Abolitionist Harriet Tubman was supposed to replace him by 2020, the 100th anniversary year of women’s right to vote.

However, that will not now be the case.

Delays in approving a final design are blamed by the nation’s paper money factory, the Bureau of Engraving and Printing.

Putting Tubman on the $20 was a decision made in 2016 by Barack Obama’s Treasury secretary, Jack Lew.

That decision was a fall back for Lew, who originally had determined to kick Alexander Hamilton off the $10. But that blew up in his face.

Public outcry, inspired in part by the popular Broadway play “Hamilton,” saved the country’s first Treasury secretary from numismatic exile.

President Jackson was then chosen for eviction.

Lew also determined that the backsides of the $10 and $5 were also to be altered in a sequential process.
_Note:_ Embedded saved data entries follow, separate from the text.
PR #132, opened 2018-04-25
Don't index through reparse points in case they go in an infinite loop.

### LINKED ISSUE #131: Indexer can get caught in an infinite loops of NTFS junctions or symlinks
It is possible to use `mklink` and other tools to create a symlink pointing to a parent folder. If these sorts of directories are traversed naively, it is possible to get caught traversing a never-ending directory hierarchy.

winfile's indexer appears to have this problem. There are a couple of obvious solutions:
- Don't traverse past reparse points. This is easy to implement, but prevents indexing through all junctions and symlinks.
- Detect if a directory has been visited before. This is more work to implement, but it would allow indexing more directory structures.

AustinWise:
Fixes #131 by simply ignoring reparse points when indexing.

### DIFF
--- a/src/wfgoto.cpp
+++ b/src/wfgoto.cpp
@@ -351,6 +351,13 @@ BOOL BuildDirectoryBagOValues(BagOValues<PDNODE> *pbov, vector<PDNODE> *pNodes, 
 			continue;
 		}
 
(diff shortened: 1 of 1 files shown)


craigwi:
@AustinWise, I need to revert this change as it doesn't index normal things like my OneDrive folder.

Please look for a more robust solution.

Issue #74, opened 2018-04-10
Show files/folders with the Encrypted attribute in green


FairPlay137:
In Explorer, files and folders with the Encrypted attribute show up as green, as long as you have the "Show encrypted or compressed NTFS files in color" folder view option checked. No such behavior exists here currently, since Windows NT 4.0 was from before NTFS 3.0 (Windows 2000). It'd be nice to see this functionality here. Below are two screenshots showing the folder coloring in Explorer, then in Winfile.
![windows explorer behavior](https://user-images.githubusercontent.com/10647627/38583570-48c0feea-3cc8-11e8-8140-1210c9eb8251.PNG)
![winfile behavior](https://user-images.githubusercontent.com/10647627/38583571-48d56c36-3cc8-11e8-8a30-585abd1a811e.PNG)

Loridawn99:
> ****


>

Loridawn99:
- [ ] 

- [](url)

ZanderBrown:
@Loridawn99 your comments don't seem to be coming through

craigwi:
Fixed in PR #133.

PR #133, opened 2018-04-25
Display encrypted files in green (#74)

malxau:
This is to address issue #74 .  In keeping with the apparent goal of this project, this PR does the minimal thing to address the issue.  Looking at this reveals a lot of housekeeping work though.

1. In the years since Winfile was maintained, a lot more file attributes have been added.  Winfile has been masking in file system attributes with its own internal bits, meaning that it can't represent many of the new file system changes from the last decade without putting its own bits somewhere else.
2. There's a documented bug where it assumes that GetFileAttributes returning a value including 0x8000 isn't a directory (in WFIsDir.)  I don't know the origin of that constant, but today it's FILE_ATTRIBUTE_INTEGRITY_STREAM and it can be on a directory (like compression or encryption) to indicate newly created files should have CRC validation (on ReFS.)
3. This change does not attempt to update the multi-file properties UI to allow encryption state to be changed.  Like compression, this cannot be changed via SetFileAttributes and requires a separate call to EncryptFile/DecryptFile for this task.  If the goal is to also support legacy (pre-2000), this implies a LoadLibrary/GetProcAddress dance.
4. The existing code already pointed out that the colors are hard-coded, which seems bad in light of other work to provide theming, or that the background color or regular file color is arbitrary.


craigwi:
Nice work.  I would like to see two small additions:

1. add an "E" at the end of the global szAttr and change PutAttributes() to use it.
2. add a field to the dialog MULTIPLEATTRIBSDLG to show the Encrypted attribute, but leave the field disabled to indicate it can't be changed.

NazmusLabs:
Quick question: I know that File Explorer can highlight compressed files in blue. Does Winfile do this? If not, we might need to add that eventually.

Also, we would probably need an option to enable or disable color highlighting as File Explorer does.

craigwi:
Actually it is WinFile that shows compressed files as blue; explorer does not show any color (at least on my system) for compressed or encrypted files. Explorer does show a different icon for those types of files.

malxau:
Explorer displayed compressed files in blue for a long time; the icon is a recent thing (Win8?)  Since compression arrived in NT 3.51, I'd go ahead and guess winfile had it first.

As far as the rest, I guess I'm struggling with what the scope of a good PR is.  This project is fairly new (in the team sense) so there's still some things to figure out about how to work effectively together.  I made this PR intentionally minimal because I thought that was the request (from "what makes a good PR": "Can we keep PR focused on one type and one issue at a time?")  But given the comments from three people, there's no dispute that there are a lot of related enhancements to make - the question is, do you want me to submit all related changes in a single PR?  (Think carefully/be careful what you wish for.)  I don't disagree that encryption support would be much better with multi select properties UI, displayed attributes, a persistent option to disable color, or color selection, etc.

Also, I spent a fair amount of time tracking down what happened in WFIsDir.  DOS file attributes query (mov ax, 4300, int 21h) returns 16 bits of attributes or 16 bits of error, in different registers.  16 bit WinFile had an extensible model for network redirectors, which might support long file names but couldn't express them through the DOS interface, so winfile could optionally call a DLL that also returned 2 16 bit values.  Internally though, it encoded this into one 16 bit value with the high order bit indicating whether the remaining 15 bits were errors or attributes; this was feasible because neither error nor attribute numbers could go to 16 bits.  When moving to 32 bit land, all of this code was removed, the call to the helper was replaced with GetFileAttributes (which handles long file names implicitly), and the comment was added asking why the flag check is there.  Point is, the flag check is now wrong and I'm certain is superfluous/historical.

malxau:
Are you then specifically saying that @NazmusLabs request for coloring to be optional not be part of this?

malxau:
Note the latest commit only updates the English dialog template (I don't know the translations for anything else.)  Is there a better way to flag that translation updates are needed?  I did verify that the code functions if the dialog template isn't updated - it'll hit errors trying to update things internally but none of it is visible to the user.

peterooch:
@malxau just add the additional line in every currently available translation, then the translators would translate it.

craigwi:
+1 to @peterooch's comment above.  One more minor item: INVALID_FILE_ATTRIBUTES == ((DWORD)-1).

I'll merge as soon as you have a chance to fix those two things.

PR #136, opened 2018-04-27
add some ignores for mingw build

mattn:


jentur-zabbeJ-8basdy:
> No description provided.

PR #137, opened 2018-04-27
Japanese translation

mattn:
add japanese translation. I looked to remove bJAPAN/bKOREAJAPAN/JAPANBEGIN/JAPANEND. But it is need to keep behavior for users who want to use english on japanese locale.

He decided to put five women’s rights activists on the back of a new $10: Sojourner Truth, Lucretia Mott, Susan B. Anthony, Alice Paul and Elizabeth Cady Stanton.

Martin Luther King Jr. and his “I Have A Dream” speech delivered in 1963 at the Lincoln Memorial was to be the theme of the new back for the $5.

However, it takes years under the best of circumstances to implement changes to American paper money.

The whole point of changing designs is to make paper money more secure against counterfeiters by embedding more security features in the notes.

Changing a portrait is technically easy to throw into the mix.

Tubman was selected for a role on paper money by a national campaign in 2015 conducted by womenon20s.org.

They conducted an online vote from among many historical figures.

Tubman narrowly won over runner-up Eleanor Roosevelt.

After Lew’s decision, Jackson’s star has been in the ascendant.

President Donald J. Trump has put a portrait of the nation’s seventh President in the Oval Office.

The currently announced delay could be a precursor to outright cancelation of the Tubman portrait.

It would simply be one more change in the flow of events since 2015.